▸ **Required work**
From the listing below, retype exactly the line holding "alt_error = 'error", the line holding "ids = self.config['playlist_ids'].as_str_seq()", and the lines between them; skip everything else.

▸ **Material for the task**
Segment Open
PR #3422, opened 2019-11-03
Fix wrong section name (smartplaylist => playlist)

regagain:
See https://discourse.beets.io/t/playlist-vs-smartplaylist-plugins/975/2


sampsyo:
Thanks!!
Segment Closed
Segment Open
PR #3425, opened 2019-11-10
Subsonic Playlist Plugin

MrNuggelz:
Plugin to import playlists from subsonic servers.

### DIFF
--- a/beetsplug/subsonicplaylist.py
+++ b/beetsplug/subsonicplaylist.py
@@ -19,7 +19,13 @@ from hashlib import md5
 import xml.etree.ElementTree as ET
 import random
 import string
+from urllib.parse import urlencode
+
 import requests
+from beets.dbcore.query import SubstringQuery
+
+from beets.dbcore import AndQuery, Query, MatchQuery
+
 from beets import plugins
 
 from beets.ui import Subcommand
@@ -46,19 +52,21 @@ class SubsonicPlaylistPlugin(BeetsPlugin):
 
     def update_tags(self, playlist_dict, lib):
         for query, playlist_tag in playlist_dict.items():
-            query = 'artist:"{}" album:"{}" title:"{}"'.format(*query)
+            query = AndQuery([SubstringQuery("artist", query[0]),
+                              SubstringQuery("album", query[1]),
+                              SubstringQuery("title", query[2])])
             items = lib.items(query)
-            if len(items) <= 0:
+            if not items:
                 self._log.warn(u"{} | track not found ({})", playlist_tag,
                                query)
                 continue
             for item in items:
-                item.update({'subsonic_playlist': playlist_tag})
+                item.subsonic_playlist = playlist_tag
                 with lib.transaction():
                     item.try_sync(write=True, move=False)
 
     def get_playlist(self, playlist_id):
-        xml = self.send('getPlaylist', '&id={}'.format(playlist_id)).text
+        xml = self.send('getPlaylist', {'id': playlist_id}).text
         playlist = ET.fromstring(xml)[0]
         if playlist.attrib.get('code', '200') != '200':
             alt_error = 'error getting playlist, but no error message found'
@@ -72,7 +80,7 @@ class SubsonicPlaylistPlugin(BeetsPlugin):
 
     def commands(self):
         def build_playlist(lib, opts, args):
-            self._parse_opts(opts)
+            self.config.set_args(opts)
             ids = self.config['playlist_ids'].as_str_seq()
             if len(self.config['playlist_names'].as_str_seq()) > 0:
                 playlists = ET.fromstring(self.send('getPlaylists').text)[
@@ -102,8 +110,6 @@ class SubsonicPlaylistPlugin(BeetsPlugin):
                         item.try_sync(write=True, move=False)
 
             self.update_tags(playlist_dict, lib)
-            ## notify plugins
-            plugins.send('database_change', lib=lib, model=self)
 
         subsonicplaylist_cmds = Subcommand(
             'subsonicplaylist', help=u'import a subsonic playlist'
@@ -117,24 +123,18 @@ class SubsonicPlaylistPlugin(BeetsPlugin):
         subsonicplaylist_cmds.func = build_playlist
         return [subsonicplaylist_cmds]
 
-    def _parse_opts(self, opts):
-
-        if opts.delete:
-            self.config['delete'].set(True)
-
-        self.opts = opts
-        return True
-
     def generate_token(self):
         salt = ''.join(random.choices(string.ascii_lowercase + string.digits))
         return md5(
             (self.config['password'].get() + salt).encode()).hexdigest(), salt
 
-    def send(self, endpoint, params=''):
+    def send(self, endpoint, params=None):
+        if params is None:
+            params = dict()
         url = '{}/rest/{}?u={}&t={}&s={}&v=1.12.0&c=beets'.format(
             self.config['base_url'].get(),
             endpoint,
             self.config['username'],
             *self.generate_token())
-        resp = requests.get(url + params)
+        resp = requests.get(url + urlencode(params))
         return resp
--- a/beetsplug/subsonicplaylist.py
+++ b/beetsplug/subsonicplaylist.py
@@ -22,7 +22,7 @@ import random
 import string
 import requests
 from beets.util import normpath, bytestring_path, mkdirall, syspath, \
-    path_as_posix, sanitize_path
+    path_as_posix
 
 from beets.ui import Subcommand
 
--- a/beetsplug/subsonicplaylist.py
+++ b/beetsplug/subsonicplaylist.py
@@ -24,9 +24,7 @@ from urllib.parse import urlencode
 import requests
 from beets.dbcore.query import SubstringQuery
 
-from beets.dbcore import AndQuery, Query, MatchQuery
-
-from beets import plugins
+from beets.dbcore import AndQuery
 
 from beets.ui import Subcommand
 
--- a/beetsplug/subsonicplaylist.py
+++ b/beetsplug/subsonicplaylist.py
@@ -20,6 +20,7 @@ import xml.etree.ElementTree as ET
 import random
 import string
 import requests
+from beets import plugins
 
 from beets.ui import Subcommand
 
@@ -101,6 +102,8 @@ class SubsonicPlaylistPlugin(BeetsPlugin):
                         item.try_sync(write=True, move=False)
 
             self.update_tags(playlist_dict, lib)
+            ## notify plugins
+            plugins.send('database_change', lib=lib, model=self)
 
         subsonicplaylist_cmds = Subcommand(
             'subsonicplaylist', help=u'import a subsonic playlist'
Segment Closed
▸ **Result of this task**
             alt_error = 'error getting playlist, but no error message found'
@@ -72,7 +80,7 @@ class SubsonicPlaylistPlugin(BeetsPlugin):
 
     def commands(self):
         def build_playlist(lib, opts, args):
-            self._parse_opts(opts)
+            self.config.set_args(opts)
             ids = self.config['playlist_ids'].as_str_seq()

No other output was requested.